It was a hard time, but I'd rather have the really hard stuff
than to never know what I know now.”
-Sheryl Crow

I've recovered from January's surgery and from the subsequent radiation treatments.   Life started to return to normal and I was finally to the point where the first thought that popped into my mind in the mornings did not always involve the word “cancer.” Unfortunately, I was only able to enjoy this feeling for about a month before hitting what my doctor describes as “a little bump in the road.”

I have blood drawn monthly to test for something called a "tumor marker." The tumor marker that we're following in my case is “CA 27.29.”  It's a protein that some breast cancer cells produce and shed into the bloodstream. If tumor markers decrease, it is a good sign that the cancer is responding to the therapy. An increase can be, but is not always, worrisome. It may indicate that the cancer is resisting treatment, but there are also other non-cancerous diseases that can cause the test results to vary.  Link to "Tumor Markers: Q&A"

In February, my tumor markers were completely normal for the first time. (Hooray!) May's blood test showed a slight increase in the markers and there was an increase again in June. Given that the markers were up for two months in a row, we decided that a PET scan was in order to see what was happening.  Link for information on the PET scan process

On a positive note, the scan showed that all of the original lesions are showing inactive. (Hooray!) I went from having lesions that were “too numerous to count” to being inactive in less than a year. One concern is that there is one small active lesion that has appeared in my liver. I started with multiple spots in my liver, but this one doesn't show on any prior scans and seems to be new. The assumption is that this is a new cancer lesion that, for some reason, is not responding to treatment. There's a slight chance that it could be something completely unrelated, but that's pretty unlikely given my situation.

So, what do we do now? We've changed my medication and will re-scan again in September. My oncologist is very optimistic and is expecting to see a completely clear scan by then. I had to delay my second surgery because of radiation therapy, but it's finally been scheduled for early August.   I met with my integrative care physician (who, by the way, is absolutely awesome) to continue to work on diet and nutrition. I am very encouraged to hear that he thinks I'm doing all of the right things....I've drastically changed my diet, increased my physical activity, and practically eliminated my exposure to the chemicals found in household cleaning and personal care products.

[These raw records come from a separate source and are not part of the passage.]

PR #1882, opened 2022-02-02
Server start event

ctrekker:
Adds an event that responds with the Pluto server's web address after the server has been started.

### DIFF
--- a/src/notebook/Events.jl
+++ b/src/notebook/Events.jl
@@ -49,7 +49,7 @@ end
 # Triggered when the web server gets started
 struct ServerStartEvent <: PlutoEvent
     address::String
-    port::Int
+    port::UInt16
 end
 
 # Triggered when a notebook is saved
--- a/src/notebook/Events.jl
+++ b/src/notebook/Events.jl
@@ -45,6 +45,12 @@ function try_event_call(session, event::PlutoEvent)
     end
 end
 
+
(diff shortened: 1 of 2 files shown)


dralletje:
Yesss, this is very good

src/notebook/Events.jl
```diff
@@ -45,6 +45,12 @@ function try_event_call(session, event::PlutoEvent)
     end
 end
 
+
+# Triggered when the web server gets started
+struct ServerStartEvent <: PlutoEvent
+    address::String
```
ctrekker, line 51: I only include the unparsed address because
1. Everyone's needs are different and this includes the necessary information for connecting to the server
2. There are several different ways to specify the same network configuration

fonsp:
Maybe also add the port as integer?

src/notebook/Events.jl
fonsp: I vote for just giving the port as integer as a second field

pankgeorg: agree - the address that Pluto knows is not useful outside the machine either way (binding to `0.0.0.0:1234` means `<public_ip>:1234` for anyone outside)

ctrekker: Good point, I have added in the second field for port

Despite the medical distractions, this has been an amazing year.  Anyone who knows my children will tell you that we don't have much “down time” in our household. Aaron had a fabulous year in kindergarten and Alex loved second grade. The school year flew by so quickly!!  The boys remain very active in Taekwondo. Alex worked very hard this year and earned his Black Belt in June.  What a huge accomplishment for an 8 year old. (I'm such a proud mama!)  Aaron is following in his big brother's footsteps and will most likely earn his Black Belt in the Spring. We had our first family trip to Hershey Park a few weeks ago and are getting ready for a camping trip soon.  The boys are both having a blast at summer camp and have actually come home tired on more than one occasion. If they were tired, I can't imagine how the camp leaders must have felt!?!

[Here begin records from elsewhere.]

PR #1883, opened 2022-02-02
Extract SessionActions.run method

rikhuijzer:


fonsp:
I think it's good to expose `update_save_run!` as public API! This PR is a bit odd, because it is not just `run`, it is more `add to session, set cell statuses to queued, update_save_run if the configuration wants to run, and call the file open event`. 

Maybe we should just expose `update_save_run!` without anything extra?

rikhuijzer:
Ah okay. So, if I understand correctly, in most cases `update_save_run!` will have the same effect and the other things in the method are more about managing things when someone is running Pluto in the browser

Okay, then this PR doesn't make sense no.

> Maybe we should just expose `update_save_run!` without anything extra?

At the PlutoStaticHTML side I'm already using many internals anyway, so it doesn't really matter whether it's explicitly exported or not. I'll close this PR and exposing can be picked up later or so

PR #75, opened 2025-05-14
wip: Share parsed `mbedtls_x509_crt` and `mbedtls_pk_context` between sessions

AnthonyGrondin:
Status: Still work in progress

The main intent behind this PR is to save memory allocated per session by re­using resources that could be shared between sessions, such as certificates.

This adds two new wrapper structs to initiate and parse X509 certs and Private keys, and manage the cleanup when they are dropped. Session now takes `Certificates` by reference so the same set of `Certificates` can be shared between sessions.

Also `Certificates` have been refactored to parse during init, and to contain the pointer to the allocated memory. One of my long term goal would be to be able to fetch data from the parsed certificates such as the expiring date, without needing extra external dependencies. The config struct is another few 200 bytes that could be saved by sharing it per session, but this would need to keep in memory what parameters were used. Or extend the `Certificates` builder mecanism so that `Certificates` own that config.

### DIFF
--- a/esp-mbedtls/src/edge_nal.rs
+++ b/esp-mbedtls/src/edge_nal.rs
@@ -10,7 +10,7 @@ use crate::{Certificates, Mode, TlsError, TlsReference, TlsVersion};
 pub struct TlsAcceptor<'d, T> {
     acceptor: T,
     min_version: TlsVersion,
-    certificates: Certificates<'d>,
+    certificates: &'d Certificates,
     tls_ref: TlsReference<'d>,
 }
 
@@ -29,7 +29,7 @@ where
     pub const fn new(
         acceptor: T,
         min_version: TlsVersion,
-        certificates: Certificates<'d>,
+        certificates: &'d Certificates,
         tls_ref: TlsReference<'d>,
     ) -> Self {
         Self {
@@ -78,7 +78,7 @@ pub struct TlsConnector<'d, T> {
     connector: T,
     servername: &'d CStr,
     min_version: TlsVersion,
-    certificates: Certificates<'d>,
+    certificates: &'d Certificates,
     tls_ref: TlsReference<'d>,
 }
 
@@ -99,7 +99,7 @@ where
         connector: T,
         servername: &'d CStr,
         min_version: TlsVersion,
-        certificates: Certificates<'d>,
+        certificates: &'d Certificates,
         tls_ref: TlsReference<'d>,
     ) -> Self {
         Self {
--- a/esp-mbedtls/src/lib.rs
+++ b/esp-mbedtls/src/lib.rs
@@ -244,12 +244,133 @@ impl<'a> X509<'a> {
     }
 }
 
-/// Certificates used for a connection.
-///
-/// # Note:
-/// Both [certificate](Certificates::certificate) and [private_key](Certificates::private_key) must be set in pair.
-#[derive(Debug, Clone, Copy, PartialEq)]
-pub struct Certificates<'a> {
+/// Creates a wrapper over [mbedtls_x509_crt] to safely manage allocation and freeing on drop
+#[derive(Debug)]
+struct MbedTLSX509Crt(*mut mbedtls_x509_crt);
+
+impl MbedTLSX509Crt {
+
+    fn new(certificate: X509<'_>) -> Result<Self, TlsError> {
+        unsafe {
+            let ptr = aligned_calloc(
+                align_of::<mbedtls_x509_crt>(),
+                size_of::<mbedtls_x509_crt>(),
+            ) as *mut mbedtls_x509_crt;
+            if ptr.is_null() {
+                return Err(TlsError::OutOfMemory);
+            }
+            mbedtls_x509_crt_init(ptr);
+
+            let cleanup = || {
+                mbedtls_x509_crt_free(ptr);
+                free(ptr as *const _);
+            };
+
+            match certificate.format {
+                CertificateFormat::PEM => {
+                    error_checked!(
+                        mbedtls_x509_crt_parse(ptr, certificate.as_ptr(), certificate.len()),
+                        cleanup
+                    )?;
+                }
+                CertificateFormat::DER => {
+                    error_checked!(
+                        // TODO: This currently requires the X509 to live for the duration of this
+                        // lifetime
+                        mbedtls_x509_crt_parse_der_nocopy(
+                            ptr,
+                            certificate.as_ptr(),
+                            certificate.len()
+                        ),
+                        cleanup
+                    )?;
+                }
+            }
+            Ok(Self(ptr))
+        }
+    }
+}
+
+impl core::ops::Deref for MbedTLSX509Crt {
+    type Target = *mut mbedtls_x509_crt;
+
+    fn deref(&self) -> &Self::Target {
+        &self.0
+    }
+}
+
+impl Drop for MbedTLSX509Crt {
+    fn drop(&mut self) {
+        log::debug!("Dropping MbedTLSX509Crt");
+        unsafe {
+            mbedtls_x509_crt_free(self.0);
+            free(self.0 as *const _);
+        }
+    }
+}
+
+/// Creates a wrapper over [mbedtls_pk_context] to safely manage allocation and freeing on drop
+#[derive(Debug)]
+struct PkContext(*mut mbedtls_pk_context);
+
+impl PkContext {
+    fn new<'a>(private_key: X509<'a>, password: Option<&'a str>) -> Result<Self, TlsError> {
+        unsafe {
+            let ptr = aligned_calloc(
+                align_of::<mbedtls_pk_context>(),
+                size_of::<mbedtls_pk_context>(),
+            ) as *mut mbedtls_pk_context;
+            if ptr.is_null() {
+                return Err(TlsError::OutOfMemory);
+            }
+
+            mbedtls_pk_init(ptr);
+
+            let (password_ptr, password_len) = if let Some(password) = password {
+                (password.as_ptr(), password.len())
+            } else {
+                (core::ptr::null(), 0)
+            };
+            error_checked!(
+                mbedtls_pk_parse_key(
+                    ptr,
+                    private_key.as_ptr(),
+                    private_key.len(),
+                    password_ptr,
+                    password_len,
+                    None,
+                    core::ptr::null_mut(),
+                ),
+                || {
+                    mbedtls_pk_free(ptr);
+                    free(ptr as *const _);
+                }
+            )?;
+            Ok(Self(ptr))
+        }
+    }
+}
+
+impl core::ops::Deref for PkContext {
+    type Target = *mut mbedtls_pk_context;
+
+    fn deref(&self) -> &Self::Target {
+        &self.0
+    }
+}
+
+impl Drop for PkContext {
+    fn drop(&mut self) {
+        log::warn!("Dropping PkContext");
+        unsafe {
+            mbedtls_pk_free(self.0);
+            free(self.0 as *const _);
+        }
+    }
+}
+
+#[derive(Debug)]
+pub struct Certificates {
     /// Trusted CA (Certificate Authority) chain to be used for certificate
     /// verification during the SSL/TLS handshake.
     ///
@@ -265,7 +386,7 @@ pub struct Certificates<'a> {
     /// that will be used to verify the client's certificate during the handshake.
     /// When set to [None] the server will not request nor perform any verification
     /// on the client certificates. Only set when you want to use client authentication.
-    pub ca_chain: Option<X509<'a>>,
+    ca_chain: Option<MbedTLSX509Crt>,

Oh, did I mention that we're building a new house and moving next month?   Like I said....not much “down time” in our household!!

Wednesday, May 5, 2010

The Story of the Butterfly (Author Unknown)

A man found a cocoon of a butterfly.  One day a small opening appeared.  He sat and watched the butterfly for several hours as it struggled to squeeze its body through the tiny hole. 

Then it stopped, as if it couldn’t go further.  So the man decided to help the butterfly.  He took a pair of scissors and snipped off the remaining bits of cocoon.  The butterfly emerged easily but it had a swollen body and shriveled wings. 

The man continued to watch it,  expecting that any minute the wings would enlarge and expand enough to support the body,  Neither happened!  In fact the butterfly spent the rest of its life crawling around. It was never able to fly.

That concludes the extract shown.